Kim Yo-jong? This must be a fake account... Regardless, how about N and S Korea unify under democracy before any more apologies and reparations from Japan about what they did 80 years ago during their occupation and other war crimes? In other words, fix your own problems and stop forcing them on others to pacify an aging and dwindling group of people!
@Corsuwey honestly I don't care about the past it's more of a south korean thing they only use the confort woman issues for money In the 80s japan actually apologised and gave money but the south korean government used the money on themselves
Tojo visited the US and Learned all of the wrong lessons. He bought into his own propaganda believing only warrior spirit could overcome a huge industrial disadvantage Japan had.

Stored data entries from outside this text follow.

PR #234, opened 2019-09-30
Update usage.rst

djulien19:


mileo:
Depends of https://github.com/OCA/mis-builder/pull/235

mileo:
This PR must be close because the text are already in https://github.com/OCA/mis-builder/pull/235 with the images

PR #241, opened 2019-10-11
[FIX] analytic tags in budget item overlap detection

sbidoul:


sbidoul:
Moving foward with this as it is a fairly obvious bug. Without this it is impossible to create budget items with different analytic tags.

PR #242, opened 2019-10-14
[10.0][IMP] mis_builder: Show company of account detail in multicompany

etobella:
With this PR, we are able to see the company of the account on the label.
image

This PR does not change the behavior when `multi_company` is not selected.
image

### DIFF
--- a/mis_builder/models/kpimatrix.py
+++ b/mis_builder/models/kpimatrix.py
@@ -148,7 +148,7 @@ class KpiMatrixCell(object):
 
 class KpiMatrix(object):
 
-    def __init__(self, env):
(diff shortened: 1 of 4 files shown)


sbidoul:
Makes sense. +1

Could you do it as a PR to `10.0-staging`? I'm preparing a release across versions real soon now and bring it to 11 from there.

Also it would be great if you could look if there is an easy spot to add a test for that.

etobella:
Sure!

etobella:
Tests added, it should be :green_apple: now.

@jbeficent

JordiBForgeFlow (approved):
:+1:

sbidoul (approved):

PR #229, opened 2019-09-05
[11.0][MIG] Add filter on mis builder preview - Analytic Account & Analytic Tags

apineux:
The purpose of this PR is to migrate the filter (Account analytic account) on the mis_builder preview. In addition we also migrate the PR: https://github.com/OCA/mis-builder/pull/228

PR #144, opened 2018-12-04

Yamamoto had more of a open mind.
Though, if we are being fair , that fanatical warrior spirit on the whole, almost allowed them to overcome that huge disadvantage Sometimes it led to irrational decisions, even poor management of resources, but Japan really achieved a lot in the war
@@dream1430 Japan was never going to win though. They simply couldn't hold the required islands and resources they needed to effectively fight the war. They didn't have the men, materials, vehicles or manufacturing capacity to maintain the war even at the start.
@@oldleatherhandsfriends4053 Japan's biggest mistake was going to war with America in the first place. They could never beat the United States, no matter how how many decisive victories they won in the early phases of conflict.

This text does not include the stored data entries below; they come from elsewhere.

PR #248, opened 2019-11-11
GitHub action for linting

sbidoul:
An experiment...


lmignon:
Interesting... Is the goal to decrease the number of travis runners by build?

PR #250, opened 2019-12-12
[IMP] new extension module

badbole:
Initial commit of new extension module.

Module enables filtering out lines with zero values, 
Shorten reports, while preserving all data visible.
Specialy usefull in cases where there is a lot of KPI lines.


sbidoul:
There is a (perhaps too little known) `Hide Empty` style option that should have more or less the same effect.

badbole:
> There is a (perhaps too little known) `Hide Empty` style option that should have more or less the same effect.

Agree on: "too little know" ... 
could you provide example if possible? 
does it work the same in all reports? (web, pdf, xls)

sbidoul:
> Agree on: "too little know" ...
> could you provide example if possible?

The [screenshot for Styles in the documentation](https://oca-mis-builder.readthedocs.io/en/10.0/usage.html#styles) shows it (at the bottom). Admittedly it lacks some explanations. You can uncheck "Hide Empty Inherit" and then tick the new "Hide Empty" box that appears.

> does it work the same in all reports? (web, pdf, xls)

Yes

badbole:
Excelent, THANKS!
will hace a look!
closing PR

sbidoul:
Thanks. Don't hesitate to do a documentation PR (10.0 branch, `docs` directory) with your findings.

PR #252, opened 2020-01-11
[MIG][WIP] 13.0 from 12.0

sbidoul:


sbidoul:
There still a few test failures to investigate, but it should otherwise be good enough to test on runbot.

mis_builder/__manifest__.py
```diff
@@ -12,10 +12,10 @@
     "website": "https://github.com/OCA/mis-builder/",
     "depends": [
         "account",
-        "board",
+        # "board",
```
MiquelRForgeFlow: why?

mis_builder_demo/models/mis_committed_purchase.py
```diff
@@ -36,7 +36,7 @@ class MisCommittedPurchase(models.Model):
         string="Analytic Tags",
     )
 
-    @api.model_cr
+    @api.model
```
MiquelRForgeFlow:
```suggestion
```

MiquelRForgeFlow (commented):
Minor things:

Could you possibly do one on Robert McNamara? The guy has been mentioned in quite a few videos over on MegaProjects and seems like a good candidate for a video here.
Head slap? Nah, that was more of an evisceration. Japanese culture was essentially gutted and literally burned. Say what you will about our reasoning for firebombing and nuking them, but it can't be denied that we essentially deleted their nobility and a significant portion of their traditional culture. We haven't resorted to those measures since for very good reason. We inflicted a horror on them that needs not be revisited for any reason. Hopefully history and our nuclear arsenal remain a sufficient deterrent for those who think about utilizing such weaponry.
@@SkunkApe407 What happened with the United States nuking Japan was terrible and no country should ever have to have to be nuked ever again, but it was done to try to end the war. The horrors the Japanese inflicted on the populations of China and Korea and the horrible treatment of Allied POWs were done out of sadistic cruelty. So how about we stop trying to make Japan out as if they were the biggest victims of World War II.
His hoarding of many government positions and feuds with other officials pretty much reflects Japan's erratic and irrational 'strategy' during the war along with the infamous rivalry between the Imperial army and navy. His downfall sure was his own.
The Japanese Navy had a lot of competent leadership and would have probably done much better fighting America had people like Tojo not been in the way.
@@oldleatherhandsfriends4053 The IJN generally had more competent officers than the IJA but the Japanese military in WW2 suffered as a whole from tactical and strategic inflexibility; with too much emphasis on courage, discipline and will, as well as crippling inter-service rivalry from the Army and Navy.
Tojo catastrophically underestimated the USA. And it ended up costing him everything in the end. He might have been a good military administrator. But he was a poor war leader.
I don't know how Babish does it. He just put out a Basics video earlier and now he's doing Biographics?! How they got all the dishes done in time to get the studio set up like this is beyond me. Great job Andrew!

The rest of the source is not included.